Member of the Canadian Parliament
- In office 1984–1988
- Preceded by: Gilbert Parent
- Succeeded by: riding dissolved
- Constituency: Welland

Mayor of Welland, Ontario
- In office 1965–1978
- Succeeded by: Eugene Stranges

Personal details
- Born: 18 June 1925 Welland, Ontario, Canada
- Died: 24 April 2021 (aged 95) Port Colborne, Ontario, Canada
- Party: Progressive Conservative

= Allan Pietz =

Canadian politician (1925–2021)

Allan Ernest Pietz (18 June 1925 – 24 April 2021) was a Progressive Conservative party member of the House of Commons of Canada. He was a businessman and dairy operator by career. He held a series of elected municipal offices in the former Crowland Township before he was elected mayor of Welland in 1965. He held office until 1978, when he did not run for re-election for mayor. He was succeeded by Eugene Stranges. In 1981, he was elected as a Niagara Regional Councillor from Welland. While holding office, he was the morning radio farm reporter for the local radio station CHOW-AM.

After several unsuccessful attempts to enter national politics at the Welland riding in the 1958, 1962 and 1979 federal elections, he won the riding in the 1984 federal election, defeating Liberal incumbent Gilbert Parent. Pietz only served one term, during the 33rd Canadian Parliament, as he was defeated in the 1988 federal election at the reorganized Welland—St. Catharines—Thorold riding by Parent.

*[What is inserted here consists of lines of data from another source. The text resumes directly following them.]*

PR #538, opened 2023-08-10
Feature/update screenshots

provokateurin:


Leptopoda (commented):
Can we do this in a different way?
I don't like the hacks needed to make keys work.

Maybe finding it by the label (text)? This might get harder if we want to make multiple screenshots for the app stores but it would at least keep the app code cleaner

provokateurin:
I was using the keys before, but searching for the labels makes so much more sense! I'll implement it that way

packages/app/integration_test/screenshot_test.dart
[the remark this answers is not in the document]
provokateurin: Generally yes, but I don't know if it will work for this as it has to actually function I believe. I will check it out though

packages/neon/neon/lib/src/utils/user_agent.dart
```diff
@@ -0,0 +1,9 @@
+import 'package:meta/meta.dart';
+
+late String? _userAgent;
```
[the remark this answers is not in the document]
provokateurin: The tests were setting this every time `runNeon` was called and the variable was never reset. Before it was `late` which would throw errors

provokateurin:
> This might get harder if we want to make multiple screenshots for the app stores (in different languages)

No we can just use the AppLocalizations and search for the text we get from there. Then it doesn't matter which language the text actually has

packages/neon/neon/lib/src/settings/widgets/settings_list.dart
```diff
@@ -1,9 +1,7 @@
 import 'package:flutter/material.dart';
-import 'package:meta/meta.dart';
 import 'package:neon/src/settings/widgets/settings_category.dart';
 import 'package:scrollable_positioned_list/scrollable_positioned_list.dart';
 
-@internal
 class SettingsList extends StatelessWidget {
```
Leptopoda, line 5: @visibleForTesting ?

packages/neon/neon/lib/src/utils/user_agent.dart
```diff
@@ -0,0 +1,9 @@
...
+
+@internal
+set neonUserAgent(final String value) => _userAgent = value;
```
Leptopoda, line 6: What do you think about making this a method like:

```dart
void buildNeonUseragent(PackageInfo packageInfo){
  var buildNumber = packageInfo.buildNumber;
  if (buildNumber.isEmpty) {
    buildNumber = '1';
  }
  _userAgent = 'Neon ${packageInfo.version}+$buildNumber';
}
```

or maybe using a stringbuffer. This would cleanup neon.dart

packages/neon/neon/lib/neon.dart
```diff
@@ -14,27 +13,24 @@ import 'package:neon/src/platform/platform.dart';
...
-@internal
-late final String neonUserAgent;
-
 Future runNeon({
   required final Iterable<AppImplementation> Function(SharedPreferences, RequestManager, NeonPlatform)
       getAppImplementations,
   required final NeonTheme theme,
   final WidgetsBinding? bindingOverride,
-  final SharedPreferences? sharedPreferencesOverride,
   final Account? account,
```
Leptopoda, line 26: can we mark those two (and the other ones as needed) as `visibleForTesting`?

Leptopoda (approved):

PR #547, opened 2023-08-13
Fix/dependabot

provokateurin:
Fixes https://github.com/nextcloud/neon/issues/488

It works indeed only when pointing to each package individually (the documentation says so and I checked that it works locally).

Since we don't have any cyclic dependencies everything should work fine. I guess they will all be a bit delayed as the updates will follow after another (due to the changing dependency constraints).

I added a script to generate this config as it is easier to update if we have new packages and also keeps all the entries in line (like using the same label).

### DIFF
--- a/.github/dependabot.yml
+++ b/.github/dependabot.yml
@@ -7,13 +7,73 @@ updates:
     labels:
       - "dependencies"
   - package-ecosystem: "gradle"
-    directory: "/"
+    directory: "/packages/app/android"
     schedule:
       interval: "daily"
     labels:
       - "dependencies"
   - package-ecosystem: "pub"
-    directory: "/"
+    directory: "/packages/app"
+    schedule:
+      interval: "daily"
+    labels:
+      - "dependencies"
+  - package-ecosystem: "pub"
+    directory: "/packages/dynamite/dynamite"
+    schedule:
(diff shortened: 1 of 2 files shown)


provokateurin:
Can't wait for the PR flood :sweat_smile:

Leptopoda:
Should we also document the process of adding a new package?

It currently involves updating the melos config and now this.

Probably also a note about static analysis.

Leptopoda (approved):
Changes themselves look good

provokateurin:
> Should we also document the process of adding a new package?

Good idea

> It currently involves updating the melos config and now this.

What melos config? It is picked up automatically

> Probably also a note about static analysis.

What do you mean? How to add the correct config for static analysis?

Leptopoda:
> What melos config? It is picked up automatically

to my understanding we need to re run `melos bootstrap`

provokateurin:
> to my understanding we need to re run melos bootstrap

Ah I forgot that part

> Just mention that we need to add nit_pick to a new package.

The license and a proper .gitignore should be added as well

provokateurin:
I think we should setup a CI workflow that checks that everything is generated correctly. I has to run all the different generate scripts and melos bootstrap as well.

Issue #445, opened 2023-07-05
Performance profiling


Leptopoda:
we should do some performance profiling before we go live.

I just found a few issues on some older devices

Possible optimizations:
- [x] lazily build lists #585 
- [x] pre compile svg images (similar to #589)
- [x] reduce rebuilds #377 
- [x] https://github.com/nextcloud/neon/blob/69d69657907b937866b9716cbdcb361fd91e1589/packages/neon/neon_files/lib/widgets/browser_view.dart#L72-L79

provokateurin:
I always experience the most jank when starting the app. I've also seen that the active app and the active account is set multiple times (both are not distinct but they shouldn't have to be) which probably causes a lot of that. The other thing is the network requests that are all fired at the same time and the deserialization of the responses (including the cached data). The later could be solved by queueing all requests (which will be partialy done with https://github.com/nextcloud/neon/issues/543 anyway).

Leptopoda:
I have a local branch that reworks the files rendering and I cleaned up the code a lot and made it more performant by multiple orders of magnitude.

It currently depends on #377 and maybe the go_router work.

provokateurin:
That sounds great!

Issue #282, opened 2023-04-24
[RFC]: NeonListView performance


Leptopoda:
As talked about on matrix I found that the layout phase of `NeonListView` takes to long.
This is probably the case because the main content isn't built lazily.

Just asking about how we would approach a refactor of this (and related) widget/s.
IMO we should only expose a lazy way for building this Widget. Consumers of neon shouldn't be able to go the wrong route.

Also I'd love to remove the `withFloatingActionButton` as we could just search the the WidgetTree ourselves (thinking of `Scaffold.of(context).hasFloatingActionButton`).

### 1. How should the API of the widget be?
Currently all implementations expect a list of all items and the builder function to return the context and an item while the flutter style would be to get an itemCount and a builderfunction that provides the context and an index (see `NullableIndexedWidgetBuilder`). 

Both are possible and the current code is tailored towards the first one.

### 2. Move the Children into their own Widget?
Currently the children are all build in the builder provided to the NeonListView. Making them their own Widget would allow us to also make a PrototypeItem that we could provide to the list. Most (if not all) implementations of the List could profit of only needing to layout one child.

### 3. Provide a second NeonListView.ordered factory
Most implementations of the NeonListView are wraped by SortBoxBuilder (makes sense as lists are sortable). This would just be a convenience method and the old implementation would still be possible.

We could also just make a separate convenience Widget like `NeonSortedListView` that does this.

### 4. Improve SortBoxBuilder nullability.
When the list provided to the SortBoxBuilder is null we will still call the builder just without a list value. I think we should just return a container if the input is null and not build the children.

Currently this would lead to not rendering the entire NeonListView wich might be used to display an error in this case so this is only desirable when we have a merged version of both (see above).

### 5. Avoid nested SortBoxBuilder
The notes_view currently nests two SortBoxBuilder(s). One for the favorites and one for nonFavorites. This means we couldn't profit form such a mentioned `NeonSortedListView`. In theory the nesting is only done to sort based on the favorite state and then the notesSortPropertyOptions.

Recursive SortBox anyone :eyes: #276
(I already have an idea of how we could expose a nice api for the sortbox to support this but don't know if it would work yet)

----

Those are just ideas and I'd love some feedback on them. Obviously this would need separate PRs probably from the bottom up.
[...]

PR #556, opened 2023-08-13
Reactor/files app

Leptopoda:
improves the files app performance as mentioned in #445.
#282  will still gain us a bit more.

@provokateurin please review thoroughly :)


provokateurin:
Why is it in draft if I should already review? :eyes:

Leptopoda:
> Why is it in draft if I should already review? eyes

Because I love the UX of github :roll_eyes:

provokateurin:
Ah yeah it remembers what type of PR you last submitted. I also hate it so much lol

packages/neon/neon_files/lib/widgets/actions.dart
```diff
@@ -0,0 +1,163 @@
...
+    final bloc = Provider.of<FilesBloc>(context, listen: false);
+    final browserBloc = bloc.browser;
+    switch (action) {
+      case FilesFileAction.toggleFavorite:
+        if (details.isFavorite ?? false) {
+          bloc.removeFavorite(details.path);
+        } else {
+          bloc.addFavorite(details.path);
+        }
+        break;
```
provokateurin, line 26: With Dart 3 we don't need breaks anymore (also for the cases below)

packages/neon/neon_files/lib/widgets/actions.dart
```diff
@@ -0,0 +1,163 @@
...
+          value: details.name,
+        );
+        if (result != null) {
+          bloc.rename(details.path, result);
+        }
+        break;
+      case FilesFileAction.move:
+        final b = bloc.getNewFilesBrowserBloc();
+        final originalPath = details.path.sublist(0, details.path.length - 1);
+        b.setPath(originalPath);
```
provokateurin, line 51: I know you didn't introduce this code, but could you make it so that it is possible to pass an optional initial path to the files browser bloc instead of having to call setPath directly after it?

packages/neon/neon_files/lib/widgets/actions.dart
```diff
@@ -0,0 +1,163 @@
...
+        );
+        b.dispose();
+        if (result != null) {
+          bloc.move(details.path, result..add(details.name));
+        }
+        break;
+      case FilesFileAction.copy:
+        final b = bloc.getNewFilesBrowserBloc();
+        final originalPath = details.path.sublist(0, details.path.length - 1);
+        b.setPath(originalPath);
```
provokateurin, line 68: Same as above

packages/neon/neon_files/lib/models/file_details.dart
```diff
@@ -11,7 +11,53 @@ class FileDetails {
...
+        etag = file.etag,
+        mimeType = file.mimeType,
+        lastModified = file.lastModified,
+        hasPreview = file.hasPreview,
+        isFavorite = file.favorite,
+        progress = null,
+        isUploading = false,
+        isDownloading = false;
+
+  FileDetails.uploading({
```
provokateurin, line 33:
```suggestion
  FileDetails.fromUploadTask({
```

packages/neon/neon_files/lib/models/file_details.dart
```diff
@@ -11,7 +11,53 @@ class FileDetails {
...
+        progress = task.progress,
+        isUploading = true,
+        isDownloading = false,
+        isDirectory = false,
+        etag = null,
+        mimeType = null,
+        hasPreview = null,
+        isFavorite = null;
+
+  FileDetails.downloading({
```
provokateurin, line 47:
```suggestion
  FileDetails.fromDownloadTask({
```

packages/neon/neon_files/lib/widgets/browser_view.dart
```diff
@@ -96,39 +83,32 @@ class _FilesBrowserViewState extends State<FilesBrowserView> {
...
+                                      } else if (matchingUploadTasks != null) {
+                                        details = FileDetails.uploading(
+                                          task: matchingUploadTasks,
+                                        );
+                                      } else {
+                                        details = FileDetails.fromWebDav(
+                                          file: file,
+                                          path: widget.bloc.path.value,
+                                        );
+                                      }
```
provokateurin, line 105: I wonder if it would make sense to put this logic into a factory constructor :thinking:

packages/neon/neon_files/lib/models/file_details.dart
```diff
@@ -30,4 +76,10 @@ class FileDetails {
   final bool? hasPreview;
 
   final bool? isFavorite;
+
+  final Stream<double>? progress;
+  final bool isUploading;
+  final bool isDownloading;
+
+  bool get isLoading => isUploading || isDownloading;
```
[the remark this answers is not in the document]
provokateurin: I've read the code further down and I think it would make sense to use a nullable enum for this. That's way easier to understand and using 2 booleans is a bit ugly especially since they are exclusive of each other.

provokateurin (changes requested):
As far as I understand the performance improvements mostly come from caching widgets or am I wrong here?

packages/neon/neon_files/lib/utils/task.dart
provokateurin, line 1: Can you prefix all of these classes with `Files` please. The sound so generic that they should belong into neon, but they shouldn't (at least right now).

packages/neon/neon_files/lib/widgets/file_list_tile.dart
```diff
@@ -0,0 +1,133 @@
...
+    final bloc = Provider.of<FilesBloc>(context);
+
+    Widget icon = Center(
+      child: details.hasTask
+          ? StreamBuilder<double>(
+              stream: details.task!.progress,
+              builder: (final context, final progress) => Column(
+                children: [
+                  Icon(
+                    details.task is UploadTask ? MdiIcons.upload : MdiIcons.download,
```
provokateurin, line 95: Please us a switch for this. This code was exactly the reason why I wanted to move away from two booleans as I think it is not good to only check one condition for both options.

provokateurin (changes requested):

packages/neon/neon_files/lib/widgets/file_list_tile.dart
Leptopoda: It's really awesome in such situations :)

packages/neon/neon_files/lib/utils/task.dart
```diff
@@ -0,0 +1,66 @@
+part of '../neon_files.dart';
+
+sealed class FileTask {
```
provokateurin, line 3:
```suggestion
sealed class FilesTask {
```

Because of the app name :grimacing:

provokateurin (changes requested):

provokateurin (approved):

He made a political comeback in 1991 when he was again elected as a Niagara Regional Councillor for Welland. Shortly afterward, he ran for the Chairmanship of the Niagara Regional Council, but was defeated by Brian Merritt. He did not seek re-election in 1994. Pietz died on 24 April 2021 at the age of 95 from complications of pneumonia.